**The task**
Beginning at the line containing "(diff shortened: 2 of 3 files shown)" in the material below and ending at the line containing "drop it in.", return each line exactly and add nothing.

**Input**
___

Issue #127, opened 2018-02-28
Add the ability to use arbitrary configuration files (TS and TSLint)


vyshkant:
I set up my project so that my TypeScript configuration file is different from `tsconfig.json`. In addition, I have my own TSLint config file and I want to use it.

At the same time I want to use `gts`, but don't see the way to specify the paths to my TS and TSLint configs.

Can you please tell me, can I do it?

If this requires further work, I will be happy to write the PR (but I will need your advice).

jinwoo:
Thanks for the suggestion!

Re: using a custom tslint config file, I don't think we want to support that. That's because `gts` is an *opinionated* style tool and we want it to enforce Google's typescript style guideline.

I think it is a good feature to support a different typescript config file though. But it seems `tsconfig.json` is used only for the `gts clean` command. I may be wrong.

ofrobots:
Once you run `gts init`, we create a `tsconfig.json` in the package directory that inherits from the Google TS Config. If you want to override that, you can customize the `tsconfig.json` as you desire, but note that some commands (e.g. `gts clean`) depend on `tsconfig.json` having certain keys.

Our intent was to have a consistent look and feel for all projects using the style guide. However given that we do allow some overriding of `tsconfig.json`, I would be supportive of a mechanism to override `tslint.json` as well – as long as we don't encourage users to override.

If you're willing to put together a PR, we'll take a look!

TheGrimSilence:
Personally, I support the ability to override the lint configuration. I enjoy using gts, but there are a few things as a TypeScript React developer I simply need to override such as `semicolon` and `interface-name`. These are small things but quickly become frustrating when your entire workflow is set up for these things and then gts spits out linting errors and adds semicolons left and right.

Issue #119, opened 2018-01-25
Install a tslint.json that extends installed gts' tslint.json like the tsconfig.json does


usergenic:
Necessary for IDEs that have tslint integration.  Would also enable extensibility of the tslint config where needed while supporting keeping up-to-date with base config.

ofrobots:
We expose the `tsconfig.json` because it would have been impractical to assume that the needs of all projects can be satisfied with a canned `tsconfig.json`. For example, users typically need to edit the input files, output directories, etc.

The reason why we chose to not expose `tslint.json` is the thinking was that there ought to be very few reason to diverge from the style guide as far as the linting rules are concerned. So while exposing this possible, the intent was to discourage customization / extension.

The use case of IDEs is valid though.

hvent90:
@ofrobots, a desire to allow "any" lead me here, and I was wondering if you'd care to share your thoughts on this:

I want to be as strictly typed as possible. A hypothetical maintainer of an API may request to keep expectations open for how the response may alter or change. How could I avoid using an "any" type here?

I apologize if this is out of line for me to ask this here, but I would be extremely grateful to hear your thoughts!

keradus:
Then even more, let say I want to extend tslint by custom ruleset, eg Codelyzer, and use rules suggested by Angular himself, eg `no-conflicting-life-cycle-hooks` - without ability to adjust `tslint.json`, I can't do it with `ts-style`

PR #160, opened 2018-06-01
feat: generate tslint.json

ofrobots:
`init` now generates a tslint.json file which inherits from the default
configuration. This empowers the users to customize if necessary
instead of being overly opinionated.

Fixes: #127
Fixes: #119 

This depends upon #158 and #159, so the first two commits don't need to be reviewed. They will be removed once those PRs land.

### DIFF
--- a/README.md
+++ b/README.md
@@ -43,8 +43,6 @@ When you run the `npx gts init` command, it's going to do a few things for you:
   - `compile`: Compiles the source code using TypeScript compiler.
   - `pretest`, `posttest` and `prepare`: convenience integrations.
 
-We strongly recommend you use the default style config, but if you must tweak, you can edit the generated `tsconfig.json`. For linter, we use the default `tslint.json` unless we find that file in your project directory.
-
 ## Individual files
 The commands above will all run in the scope of the current folder.  Some commands can be run on individual files:
 
--- a/src/init.ts
+++ b/src/init.ts
@@ -142,40 +142,48 @@ async function writePackageJson(
   options.logger.dir(preview);
 }
 
-async function generateTsConfig(options: Options): Promise<void> {
-  let existing;
-  try {
-    existing = await read('./tsconfig.json', 'utf8');
-  } catch (err) {
-    if (err.code === 'ENOENT') {
-      /* not found, create it. */
-    } else {
-      throw new Error(`Unknown error reading tsconfig.json: ${err.message}`);
-    }
-  }
+async function generateTsLintConfig(options: Options): Promise<void> {
+  const config = formatJson({extends: 'gts/tslint.json'});
+  return generateConfigFile(options, './tslint.json', config);
+}
 
-  const tsconfig = formatJson({
+async function generateTsConfig(options: Options): Promise<void> {
+  const config = formatJson({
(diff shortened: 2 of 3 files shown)


JustinBeckwith:
I am 👎  on this approach.  My hope would be that the average user wouldn't need to have their own tslint.json.  I'm mostly 👎 on supporting the override at all, but I get why some people will just insist on it.  Instead of generating this during `init`, could we add a command that drops the file for you?  Like a `gts customize-lint` or something like that?

ofrobots:
This is a good discussion.

This is what the README says about this project:
> **No configuration**. The easiest way to enforce consistent style in your project. Just drop it in.

This also speaks to what you are trying to argue about the average user not needing to customize anything. I agree with that. Yet, this project, today, generates a `tsconfig.json` in the users's directory. Is that an invitation for the user to customize it? Maybe, maybe not (IMHO I don't think it is an invitation to customize). It is just how we wire things up. At the same time, we don't want this project to be too paternalistic and _prevent_ people from customizing `tsconfig.json`. By the same argument, I do not think that generating a `tslint.json` is an invitation for the user to customize the lint config.

Either way, we need to be consistent in our own reason. We need to have a good reason why it is okay to generate `tsconfig.json` and not the `tslint.json`. We should generate both, or neither.

JustinBeckwith:
Fair points!  I suppose in a perfect world, I'd prefer we take the same approach with `tsconfig.json`. As long as there was an easy way to generate it, not needing to have that either would be great :)

README.md
```diff
@@ -43,8 +43,6 @@ When you run the `npx gts init` command, it's going to do a few things for you:
   - `compile`: Compiles the source code using TypeScript compiler.
   - `pretest`, `posttest` and `prepare`: convenience integrations.
 
-We strongly recommend you use the default style config, but if you must tweak, you can edit the generated `tsconfig.json`. For linter, we use the default `tslint.json` unless we find that file in your project directory.
-
```
ofrobots: Intentionally removed. If we are going to generate `tslint.json` – we do not need to document further. Let's not invite customization.

ofrobots:
I think generating the files is friendlier. The value of this project is in providing a good, consistent style guide that can be used in a project without thinking about it.

If someone has thought about the precise, but different, style they want, and still find value in this project – let us not turn them away.

ofrobots:
> As long as there was an easy way to generate it, not needing to have that either would be great :)

I do not think this is practical. The user *needs* to be able to customize their repo structure.

ofrobots:
The other reason why this is desirable is mentioned in https://github.com/google/ts-style/issues/119: IDE support. A `tslint.json` in the correct location ends up getting picked up by the IDE or other tooling the user may have,.

I'm -1 on generating the configuration only under a flag, if provided by the user. That is not going to be discoverable. This needs to be the default behavior so that users don't have to pass a flag effectively equivalent to `--and-work-with-my-IDE`. I feel strong about this at this point.

JustinBeckwith:
Again, all fair points.  You're probably right about this, but I that doesn't mean I have to be happy about it 😆 You won me over.  I'm cool with this approach.

Issue #118, opened 2018-01-25
gts fix does not support --dry-run but CLI output makes it look like it should


usergenic:
If it can not be supported for this command, gts should throw an error if `gts fix --dry-run` is given. 
 If it can be supported, gts should output suggested changes.

PR #169, opened 2018-06-08
fix: fix with --dry-run should not modify files

ofrobots:
Fixes: https://github.com/google/ts-style/issues/118

### DIFF
--- a/test/test-lint.ts
+++ b/test/test-lint.ts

___

**Solution to this exercise**
(diff shortened: 2 of 3 files shown)


JustinBeckwith:
I am 👎  on this approach.  My hope would be that the average user wouldn't need to have their own tslint.json.  I'm mostly 👎 on supporting the override at all, but I get why some people will just insist on it.  Instead of generating this during `init`, could we add a command that drops the file for you?  Like a `gts customize-lint` or something like that?

ofrobots:
This is a good discussion.

This is what the README says about this project:
> **No configuration**. The easiest way to enforce consistent style in your project. Just drop it in.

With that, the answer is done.